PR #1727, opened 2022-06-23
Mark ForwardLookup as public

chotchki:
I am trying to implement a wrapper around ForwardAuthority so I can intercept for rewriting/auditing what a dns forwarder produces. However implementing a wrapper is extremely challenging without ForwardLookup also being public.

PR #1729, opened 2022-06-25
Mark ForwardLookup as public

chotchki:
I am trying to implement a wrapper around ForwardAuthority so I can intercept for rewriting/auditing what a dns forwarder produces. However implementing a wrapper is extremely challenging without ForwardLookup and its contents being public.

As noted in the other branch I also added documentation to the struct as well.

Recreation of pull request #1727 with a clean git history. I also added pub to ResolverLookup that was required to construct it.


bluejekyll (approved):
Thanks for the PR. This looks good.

******

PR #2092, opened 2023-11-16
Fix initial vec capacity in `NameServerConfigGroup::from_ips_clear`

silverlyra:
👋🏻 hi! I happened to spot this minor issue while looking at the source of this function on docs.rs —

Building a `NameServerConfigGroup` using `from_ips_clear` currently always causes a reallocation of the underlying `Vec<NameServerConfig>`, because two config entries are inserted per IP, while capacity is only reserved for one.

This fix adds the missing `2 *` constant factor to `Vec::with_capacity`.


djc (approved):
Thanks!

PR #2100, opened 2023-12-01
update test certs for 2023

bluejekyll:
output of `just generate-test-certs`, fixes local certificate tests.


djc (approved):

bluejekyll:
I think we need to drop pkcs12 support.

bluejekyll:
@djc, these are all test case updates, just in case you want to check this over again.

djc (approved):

******

■ Assignment ■
From the data above, show each line that contains "wrapper".

■ Output for this exercise ■
I am trying to implement a wrapper around ForwardAuthority so I can intercept for rewriting/auditing what a dns forwarder produces. However implementing a wrapper is extremely challenging without ForwardLookup also being public.
I am trying to implement a wrapper around ForwardAuthority so I can intercept for rewriting/auditing what a dns forwarder produces. However implementing a wrapper is extremely challenging without ForwardLookup and its contents being public.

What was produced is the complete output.